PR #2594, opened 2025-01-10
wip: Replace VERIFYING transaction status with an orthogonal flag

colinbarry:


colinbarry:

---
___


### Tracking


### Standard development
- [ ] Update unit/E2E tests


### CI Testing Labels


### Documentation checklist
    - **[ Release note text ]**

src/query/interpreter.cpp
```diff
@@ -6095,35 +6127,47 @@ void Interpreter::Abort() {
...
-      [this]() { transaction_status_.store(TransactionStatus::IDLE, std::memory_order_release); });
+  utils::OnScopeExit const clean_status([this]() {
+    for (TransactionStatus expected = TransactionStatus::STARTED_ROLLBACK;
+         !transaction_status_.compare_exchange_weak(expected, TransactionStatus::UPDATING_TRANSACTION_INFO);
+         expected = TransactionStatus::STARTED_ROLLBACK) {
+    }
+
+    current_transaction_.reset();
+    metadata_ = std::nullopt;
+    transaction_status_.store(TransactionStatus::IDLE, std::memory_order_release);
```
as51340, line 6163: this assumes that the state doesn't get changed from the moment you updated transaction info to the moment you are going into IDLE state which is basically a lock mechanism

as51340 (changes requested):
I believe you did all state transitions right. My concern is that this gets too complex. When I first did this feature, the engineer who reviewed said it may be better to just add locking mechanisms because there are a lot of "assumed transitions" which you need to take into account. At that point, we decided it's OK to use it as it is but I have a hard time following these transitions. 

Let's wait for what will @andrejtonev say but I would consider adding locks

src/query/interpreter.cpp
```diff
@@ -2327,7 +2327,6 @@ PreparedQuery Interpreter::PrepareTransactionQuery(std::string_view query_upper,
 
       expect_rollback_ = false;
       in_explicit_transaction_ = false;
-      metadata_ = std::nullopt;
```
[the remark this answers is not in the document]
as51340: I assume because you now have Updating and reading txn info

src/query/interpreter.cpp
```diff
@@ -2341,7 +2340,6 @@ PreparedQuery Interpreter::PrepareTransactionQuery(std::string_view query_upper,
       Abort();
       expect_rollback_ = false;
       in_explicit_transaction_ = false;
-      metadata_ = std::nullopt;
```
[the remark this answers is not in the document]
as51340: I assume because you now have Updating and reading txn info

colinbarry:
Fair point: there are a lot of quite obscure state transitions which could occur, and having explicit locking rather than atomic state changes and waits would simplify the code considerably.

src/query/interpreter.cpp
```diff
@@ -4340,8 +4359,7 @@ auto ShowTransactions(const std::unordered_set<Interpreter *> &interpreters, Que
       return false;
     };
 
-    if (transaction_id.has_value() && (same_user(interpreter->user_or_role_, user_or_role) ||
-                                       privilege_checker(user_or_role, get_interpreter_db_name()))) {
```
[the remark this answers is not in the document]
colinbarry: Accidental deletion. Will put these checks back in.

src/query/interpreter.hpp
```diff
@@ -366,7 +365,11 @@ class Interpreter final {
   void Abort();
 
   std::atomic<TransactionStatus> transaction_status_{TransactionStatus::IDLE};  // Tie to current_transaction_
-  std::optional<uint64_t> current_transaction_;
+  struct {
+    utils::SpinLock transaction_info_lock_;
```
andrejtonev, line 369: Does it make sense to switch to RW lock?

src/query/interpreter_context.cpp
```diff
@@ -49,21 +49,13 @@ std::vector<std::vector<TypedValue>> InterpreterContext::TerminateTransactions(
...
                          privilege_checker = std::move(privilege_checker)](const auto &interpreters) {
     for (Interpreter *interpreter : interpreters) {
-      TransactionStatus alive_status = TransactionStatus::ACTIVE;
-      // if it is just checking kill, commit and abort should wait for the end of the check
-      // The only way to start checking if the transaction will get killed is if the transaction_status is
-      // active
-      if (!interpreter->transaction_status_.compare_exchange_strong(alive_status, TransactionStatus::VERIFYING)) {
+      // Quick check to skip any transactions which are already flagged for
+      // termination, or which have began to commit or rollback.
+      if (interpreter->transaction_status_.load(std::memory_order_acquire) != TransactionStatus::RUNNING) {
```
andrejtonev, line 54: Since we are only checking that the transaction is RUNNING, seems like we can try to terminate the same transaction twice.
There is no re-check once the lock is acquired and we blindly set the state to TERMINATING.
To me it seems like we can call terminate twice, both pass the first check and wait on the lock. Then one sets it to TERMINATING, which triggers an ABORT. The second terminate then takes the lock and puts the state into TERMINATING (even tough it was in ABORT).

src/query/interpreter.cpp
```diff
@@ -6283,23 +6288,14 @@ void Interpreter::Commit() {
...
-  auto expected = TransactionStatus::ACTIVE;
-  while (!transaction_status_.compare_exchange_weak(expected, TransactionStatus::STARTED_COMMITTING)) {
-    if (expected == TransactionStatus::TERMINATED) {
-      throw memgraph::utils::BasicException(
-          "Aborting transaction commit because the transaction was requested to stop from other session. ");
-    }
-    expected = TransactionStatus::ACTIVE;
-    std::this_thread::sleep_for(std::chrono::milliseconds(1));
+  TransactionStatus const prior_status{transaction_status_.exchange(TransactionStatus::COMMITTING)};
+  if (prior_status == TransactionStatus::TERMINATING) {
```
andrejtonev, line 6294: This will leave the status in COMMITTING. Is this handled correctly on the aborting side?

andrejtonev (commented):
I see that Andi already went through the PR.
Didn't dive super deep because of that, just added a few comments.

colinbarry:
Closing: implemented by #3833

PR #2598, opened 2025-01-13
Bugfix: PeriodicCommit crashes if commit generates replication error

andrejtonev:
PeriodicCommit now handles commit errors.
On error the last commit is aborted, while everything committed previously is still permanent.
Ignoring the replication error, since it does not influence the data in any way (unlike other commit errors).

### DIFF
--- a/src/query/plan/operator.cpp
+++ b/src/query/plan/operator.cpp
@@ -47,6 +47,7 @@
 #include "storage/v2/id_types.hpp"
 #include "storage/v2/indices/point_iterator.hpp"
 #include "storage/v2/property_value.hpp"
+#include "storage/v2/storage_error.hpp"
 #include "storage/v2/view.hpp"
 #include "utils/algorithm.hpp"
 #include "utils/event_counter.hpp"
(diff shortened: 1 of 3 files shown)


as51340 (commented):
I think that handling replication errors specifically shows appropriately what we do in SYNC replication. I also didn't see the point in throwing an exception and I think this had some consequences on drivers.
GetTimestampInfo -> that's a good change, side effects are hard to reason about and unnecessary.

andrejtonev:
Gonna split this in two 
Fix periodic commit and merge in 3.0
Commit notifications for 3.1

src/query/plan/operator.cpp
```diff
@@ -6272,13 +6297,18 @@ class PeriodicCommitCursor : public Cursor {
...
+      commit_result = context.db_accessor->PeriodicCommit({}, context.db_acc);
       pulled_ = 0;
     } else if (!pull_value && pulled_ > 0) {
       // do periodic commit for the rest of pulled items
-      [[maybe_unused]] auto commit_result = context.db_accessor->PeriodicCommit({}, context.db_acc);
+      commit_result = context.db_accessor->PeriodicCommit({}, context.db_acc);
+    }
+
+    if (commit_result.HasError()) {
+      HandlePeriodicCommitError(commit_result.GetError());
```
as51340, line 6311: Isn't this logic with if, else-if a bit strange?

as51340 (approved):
########
Extract each line from the listing that holds the word "checking".

-      // if it is just checking kill, commit and abort should wait for the end of the check
-      // The only way to start checking if the transaction will get killed is if the transaction_status is
andrejtonev, line 54: Since we are only checking that the transaction is RUNNING, seems like we can try to terminate the same transaction twice.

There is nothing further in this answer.